• WHAT YOU SHOULD DO
The response should consist of every record, reproduced exactly.

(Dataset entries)

PR #302, opened 2020-08-20
Add marker array service

### LINKED ISSUE #287: Add service for rendering multiple markers
Currently, Ignition Gazebo doesn't have a service that supports rendering multiple markers at once.
While working on #229, we've seen that if several markers are needed at a specific moment, requesting them individually could drop the performance significantly due to transport messages costs.

This could be done using the already existing [Marker_V message](https://github.com/ignitionrobotics/ign-msgs/blob/master/proto/ignition/msgs/marker_v.proto) as the request and most of the existing code in `MarkerManager.cc`, resulting in a [service callback](https://github.com/ignitionrobotics/ign-gazebo/blob/master/src/rendering/MarkerManager.cc#L593-L597) very similar to the `/marker` service, which renders an individual marker.
It would probably be nice to also add an example of the new functionality [here](https://github.com/ignitionrobotics/ign-gazebo/blob/master/examples/standalone/marker/marker.cc).

JShep1:
Closes #287 


src/rendering/MarkerManager.cc
```diff
@@ -601,3 +613,11 @@ void MarkerManagerPrivate::OnMarkerMsg(const ignition::msgs::Marker &_req)
   std::lock_guard<std::mutex> lock(this->mutex);
   this->markerMsgs.push_back(_req);
 }
+
+/////////////////////////////////////////////////
+void MarkerManagerPrivate::OnMarkerMsgArray(const ignition::msgs::Marker_V &_req)
```
iche033, line 618: does changing the return type to `bool` help with the misleading service call time out msg?

JShep1: Good catch, I'll try this out shortly

iche033: @caguero do you know if the return type is the reason for the service call time out?

The cmd @JShep1 tested below got no response after changing to `bool`:

```
ign service -s /marker_array --reqtype ignition.msgs.Marker_V --reptype ignition.msgs.Boolean --timeout 1000 --req 'marker: {action: ADD_MODIFY, type: SPHERE, id: 4, pose: {position: {x:2.0, y:2.0, z:2.0}, orientation: {x:0.0, y:0.0, z:0.0, w:1.0}}, parent: "cylinder"}'
```

iche033: I think I know why. You'll need to use the version of the callback with `msgs::Boolean` response arg, see [this example](https://github.com/ignitionrobotics/ign-gazebo/blob/master/src/gui/plugins/scene3d/Scene3D.cc#L2208)

JShep1: That worked for me!  Updates made [here](29ed047e36833e766e269d0203cd989144840a7c)

examples/standalone/marker/marker.cc
```diff
@@ -226,6 +226,83 @@ int main(int _argc, char **_argv)
...
+  markerMsg3->mutable_material()->mutable_diffuse()->set_a(1);
+  markerMsg3->mutable_lifetime()->set_sec(2);
+  markerMsg3->mutable_lifetime()->set_nsec(0);
+  ignition::msgs::Set(markerMsg3->mutable_scale(),
+                    ignition::math::Vector3d(1.0, 1.0, 1.0));
+  ignition::msgs::Set(markerMsg3->mutable_pose(),
+                      ignition::math::Pose3d(3, 3, 4, 0, 0, 0));
+
+  // Publish the three created markers above simultaneously
+  node.Request("/marker_array", markerMsgs);
```
iche033, line 305: I tried running this example but I don't see the shapes spawned at the end? The `ign service` call worked though

JShep1: Ahh, thanks for catching this, I had to update the service request after the callback return type was updated to bool, it should be good now.

iche033: great works for me now!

• EXERCISE RESPONSE
PR #302, opened 2020-08-20
Add marker array service

### LINKED ISSUE #287: Add service for rendering multiple markers
Currently, Ignition Gazebo doesn't have a service that supports rendering multiple markers at once.
While working on #229, we've seen that if several markers are needed at a specific moment, requesting them individually could drop the performance significantly due to transport messages costs.

This could be done using the already existing [Marker_V message](https://github.com/ignitionrobotics/ign-msgs/blob/master/proto/ignition/msgs/marker_v.proto) as the request and most of the existing code in `MarkerManager.cc`, resulting in a [service callback](https://github.com/ignitionrobotics/ign-gazebo/blob/master/src/rendering/MarkerManager.cc#L593-L597) very similar to the `/marker` service, which renders an individual marker.
It would probably be nice to also add an example of the new functionality [here](https://github.com/ignitionrobotics/ign-gazebo/blob/master/examples/standalone/marker/marker.cc).

JShep1:
Closes #287 


src/rendering/MarkerManager.cc
```diff
@@ -601,3 +613,11 @@ void MarkerManagerPrivate::OnMarkerMsg(const ignition::msgs::Marker &_req)
   std::lock_guard<std::mutex> lock(this->mutex);
   this->markerMsgs.push_back(_req);
 }
+
+/////////////////////////////////////////////////
+void MarkerManagerPrivate::OnMarkerMsgArray(const ignition::msgs::Marker_V &_req)
```
iche033, line 618: does changing the return type to `bool` help with the misleading service call time out msg?

JShep1: Good catch, I'll try this out shortly

iche033: @caguero do you know if the return type is the reason for the service call time out?

The cmd @JShep1 tested below got no response after changing to `bool`:

```
ign service -s /marker_array --reqtype ignition.msgs.Marker_V --reptype ignition.msgs.Boolean --timeout 1000 --req 'marker: {action: ADD_MODIFY, type: SPHERE, id: 4, pose: {position: {x:2.0, y:2.0, z:2.0}, orientation: {x:0.0, y:0.0, z:0.0, w:1.0}}, parent: "cylinder"}'
```

iche033: I think I know why. You'll need to use the version of the callback with `msgs::Boolean` response arg, see [this example](https://github.com/ignitionrobotics/ign-gazebo/blob/master/src/gui/plugins/scene3d/Scene3D.cc#L2208)

JShep1: That worked for me!  Updates made [here](29ed047e36833e766e269d0203cd989144840a7c)

examples/standalone/marker/marker.cc
```diff
@@ -226,6 +226,83 @@ int main(int _argc, char **_argv)
...
+  markerMsg3->mutable_material()->mutable_diffuse()->set_a(1);
+  markerMsg3->mutable_lifetime()->set_sec(2);
+  markerMsg3->mutable_lifetime()->set_nsec(0);
+  ignition::msgs::Set(markerMsg3->mutable_scale(),
+                    ignition::math::Vector3d(1.0, 1.0, 1.0));
+  ignition::msgs::Set(markerMsg3->mutable_pose(),
+                      ignition::math::Pose3d(3, 3, 4, 0, 0, 0));
+
+  // Publish the three created markers above simultaneously
+  node.Request("/marker_array", markerMsgs);
```
iche033, line 305: I tried running this example but I don't see the shapes spawned at the end? The `ign service` call worked though

JShep1: Ahh, thanks for catching this, I had to update the service request after the callback return type was updated to bool, it should be good now.

iche033: great works for me now!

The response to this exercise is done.